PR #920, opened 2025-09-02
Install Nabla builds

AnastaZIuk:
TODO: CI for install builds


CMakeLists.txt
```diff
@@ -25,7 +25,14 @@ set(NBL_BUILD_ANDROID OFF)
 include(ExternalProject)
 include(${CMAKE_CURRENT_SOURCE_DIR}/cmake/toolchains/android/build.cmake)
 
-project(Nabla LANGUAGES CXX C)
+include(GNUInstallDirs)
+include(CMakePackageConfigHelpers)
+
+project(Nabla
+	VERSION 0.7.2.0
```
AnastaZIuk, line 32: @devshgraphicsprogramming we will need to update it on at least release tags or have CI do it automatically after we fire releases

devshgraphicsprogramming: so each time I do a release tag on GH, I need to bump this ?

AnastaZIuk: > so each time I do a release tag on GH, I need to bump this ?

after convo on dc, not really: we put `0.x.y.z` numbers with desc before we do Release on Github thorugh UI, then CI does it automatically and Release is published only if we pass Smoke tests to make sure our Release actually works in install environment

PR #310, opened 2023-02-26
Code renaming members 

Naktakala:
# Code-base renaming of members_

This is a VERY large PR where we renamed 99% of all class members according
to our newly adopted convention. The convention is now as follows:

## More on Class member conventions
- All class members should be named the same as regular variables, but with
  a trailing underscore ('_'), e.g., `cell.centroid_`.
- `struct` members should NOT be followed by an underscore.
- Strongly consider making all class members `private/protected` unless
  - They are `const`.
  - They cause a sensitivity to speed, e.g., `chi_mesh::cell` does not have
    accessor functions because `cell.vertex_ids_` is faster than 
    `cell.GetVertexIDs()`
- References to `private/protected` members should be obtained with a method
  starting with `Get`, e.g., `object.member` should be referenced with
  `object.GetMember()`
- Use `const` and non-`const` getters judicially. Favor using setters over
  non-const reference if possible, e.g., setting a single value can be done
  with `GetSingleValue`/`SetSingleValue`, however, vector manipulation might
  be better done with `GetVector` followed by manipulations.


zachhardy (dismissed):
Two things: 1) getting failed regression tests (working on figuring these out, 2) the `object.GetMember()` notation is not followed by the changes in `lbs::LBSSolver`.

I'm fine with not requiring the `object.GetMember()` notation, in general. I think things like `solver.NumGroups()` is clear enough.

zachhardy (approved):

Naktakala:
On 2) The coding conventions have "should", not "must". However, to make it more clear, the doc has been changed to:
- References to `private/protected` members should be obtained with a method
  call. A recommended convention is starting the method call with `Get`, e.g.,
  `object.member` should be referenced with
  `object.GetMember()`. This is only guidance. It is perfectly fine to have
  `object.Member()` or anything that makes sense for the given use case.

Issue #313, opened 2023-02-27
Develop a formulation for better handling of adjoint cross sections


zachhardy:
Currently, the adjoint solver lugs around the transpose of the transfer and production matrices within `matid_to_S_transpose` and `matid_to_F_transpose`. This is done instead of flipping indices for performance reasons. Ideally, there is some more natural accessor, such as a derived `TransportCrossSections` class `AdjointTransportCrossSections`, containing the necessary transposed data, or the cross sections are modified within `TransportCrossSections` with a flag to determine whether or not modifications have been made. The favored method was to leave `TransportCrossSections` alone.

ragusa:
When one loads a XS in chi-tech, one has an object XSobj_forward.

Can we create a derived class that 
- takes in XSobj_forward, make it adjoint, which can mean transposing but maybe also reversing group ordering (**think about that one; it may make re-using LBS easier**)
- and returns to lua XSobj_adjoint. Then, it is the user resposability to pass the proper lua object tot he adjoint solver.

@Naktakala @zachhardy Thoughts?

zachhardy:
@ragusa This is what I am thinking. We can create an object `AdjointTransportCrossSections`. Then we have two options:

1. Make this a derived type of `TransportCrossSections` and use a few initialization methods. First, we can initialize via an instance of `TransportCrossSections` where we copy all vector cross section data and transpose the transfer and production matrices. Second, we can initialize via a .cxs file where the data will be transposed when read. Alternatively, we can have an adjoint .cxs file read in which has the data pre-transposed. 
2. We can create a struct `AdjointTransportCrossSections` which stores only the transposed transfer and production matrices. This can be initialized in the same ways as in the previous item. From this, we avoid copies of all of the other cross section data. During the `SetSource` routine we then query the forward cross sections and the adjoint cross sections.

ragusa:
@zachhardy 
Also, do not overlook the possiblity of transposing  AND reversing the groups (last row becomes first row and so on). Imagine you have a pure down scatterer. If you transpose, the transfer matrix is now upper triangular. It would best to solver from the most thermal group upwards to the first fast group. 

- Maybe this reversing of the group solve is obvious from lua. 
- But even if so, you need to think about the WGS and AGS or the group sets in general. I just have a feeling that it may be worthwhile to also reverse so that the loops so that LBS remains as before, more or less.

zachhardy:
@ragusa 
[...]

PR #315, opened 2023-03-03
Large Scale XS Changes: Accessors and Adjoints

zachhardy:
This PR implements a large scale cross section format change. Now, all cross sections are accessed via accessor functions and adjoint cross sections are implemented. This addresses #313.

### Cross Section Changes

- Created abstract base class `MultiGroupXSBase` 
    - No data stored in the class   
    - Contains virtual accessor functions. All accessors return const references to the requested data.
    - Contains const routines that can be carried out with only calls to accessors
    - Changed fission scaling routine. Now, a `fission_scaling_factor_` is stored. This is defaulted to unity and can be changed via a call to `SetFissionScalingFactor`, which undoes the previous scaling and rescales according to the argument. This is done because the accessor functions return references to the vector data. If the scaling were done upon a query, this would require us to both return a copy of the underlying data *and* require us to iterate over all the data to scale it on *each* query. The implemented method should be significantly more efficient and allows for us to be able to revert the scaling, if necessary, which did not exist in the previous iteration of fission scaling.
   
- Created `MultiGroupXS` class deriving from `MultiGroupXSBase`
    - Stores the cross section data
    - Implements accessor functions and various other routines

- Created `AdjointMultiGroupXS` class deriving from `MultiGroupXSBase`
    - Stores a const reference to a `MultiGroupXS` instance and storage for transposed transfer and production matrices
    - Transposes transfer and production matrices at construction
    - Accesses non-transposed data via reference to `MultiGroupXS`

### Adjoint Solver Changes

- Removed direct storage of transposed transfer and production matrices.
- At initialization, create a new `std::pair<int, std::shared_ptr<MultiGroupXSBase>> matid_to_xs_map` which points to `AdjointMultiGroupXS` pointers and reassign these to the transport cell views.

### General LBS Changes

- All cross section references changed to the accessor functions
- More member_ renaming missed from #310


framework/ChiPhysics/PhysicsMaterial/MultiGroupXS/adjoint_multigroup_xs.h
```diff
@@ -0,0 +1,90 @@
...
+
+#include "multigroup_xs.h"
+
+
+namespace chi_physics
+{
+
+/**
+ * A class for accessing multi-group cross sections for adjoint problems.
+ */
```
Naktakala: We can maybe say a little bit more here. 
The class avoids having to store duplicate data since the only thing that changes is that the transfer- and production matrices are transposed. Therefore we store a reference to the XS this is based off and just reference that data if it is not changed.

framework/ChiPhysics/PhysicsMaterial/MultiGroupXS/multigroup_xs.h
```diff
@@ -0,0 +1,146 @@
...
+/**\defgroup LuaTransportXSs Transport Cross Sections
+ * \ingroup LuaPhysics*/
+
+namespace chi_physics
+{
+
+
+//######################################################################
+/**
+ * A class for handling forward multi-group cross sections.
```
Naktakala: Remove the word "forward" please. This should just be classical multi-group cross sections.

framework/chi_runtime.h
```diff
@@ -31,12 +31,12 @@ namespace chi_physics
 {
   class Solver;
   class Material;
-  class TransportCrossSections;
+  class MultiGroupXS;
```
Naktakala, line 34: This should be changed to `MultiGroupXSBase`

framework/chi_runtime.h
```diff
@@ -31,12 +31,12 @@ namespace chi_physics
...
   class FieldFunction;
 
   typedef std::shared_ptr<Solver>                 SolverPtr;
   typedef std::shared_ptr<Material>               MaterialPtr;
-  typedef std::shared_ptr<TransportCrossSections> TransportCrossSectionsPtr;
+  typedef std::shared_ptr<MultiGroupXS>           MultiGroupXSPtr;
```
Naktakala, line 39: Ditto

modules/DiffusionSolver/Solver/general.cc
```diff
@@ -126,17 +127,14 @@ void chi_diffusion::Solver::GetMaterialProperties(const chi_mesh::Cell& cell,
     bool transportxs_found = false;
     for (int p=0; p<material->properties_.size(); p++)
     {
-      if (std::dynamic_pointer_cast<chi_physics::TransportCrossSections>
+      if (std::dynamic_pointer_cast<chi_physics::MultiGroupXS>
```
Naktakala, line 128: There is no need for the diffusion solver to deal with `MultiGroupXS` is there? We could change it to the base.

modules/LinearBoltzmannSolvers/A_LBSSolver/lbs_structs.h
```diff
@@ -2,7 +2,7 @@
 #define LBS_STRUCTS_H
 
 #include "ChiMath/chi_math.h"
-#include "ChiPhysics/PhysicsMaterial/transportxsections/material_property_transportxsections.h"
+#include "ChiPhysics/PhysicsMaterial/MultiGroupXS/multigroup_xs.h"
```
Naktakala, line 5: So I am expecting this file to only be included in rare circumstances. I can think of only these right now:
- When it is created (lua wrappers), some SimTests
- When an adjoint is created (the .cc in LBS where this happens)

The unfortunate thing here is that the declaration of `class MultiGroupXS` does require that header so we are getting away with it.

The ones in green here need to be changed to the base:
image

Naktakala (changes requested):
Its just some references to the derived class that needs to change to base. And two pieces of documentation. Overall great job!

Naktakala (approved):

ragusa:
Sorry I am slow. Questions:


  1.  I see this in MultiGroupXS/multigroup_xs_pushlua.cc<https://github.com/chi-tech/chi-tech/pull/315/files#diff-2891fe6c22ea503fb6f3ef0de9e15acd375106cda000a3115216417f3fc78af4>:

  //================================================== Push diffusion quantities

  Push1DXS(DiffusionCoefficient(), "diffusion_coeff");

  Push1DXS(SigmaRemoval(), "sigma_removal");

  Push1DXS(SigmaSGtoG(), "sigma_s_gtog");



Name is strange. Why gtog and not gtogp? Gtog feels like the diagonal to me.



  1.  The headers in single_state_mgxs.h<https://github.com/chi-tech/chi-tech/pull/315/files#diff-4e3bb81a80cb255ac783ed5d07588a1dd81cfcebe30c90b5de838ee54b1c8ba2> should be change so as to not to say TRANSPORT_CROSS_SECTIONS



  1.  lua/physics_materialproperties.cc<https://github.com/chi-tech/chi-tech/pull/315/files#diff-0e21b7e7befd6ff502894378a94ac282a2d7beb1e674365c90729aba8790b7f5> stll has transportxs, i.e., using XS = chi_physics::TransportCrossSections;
_ _ _ _ _
Activity >>
Your reply must be one number: how many lines of the material hold the string "pull".

Result below >>
3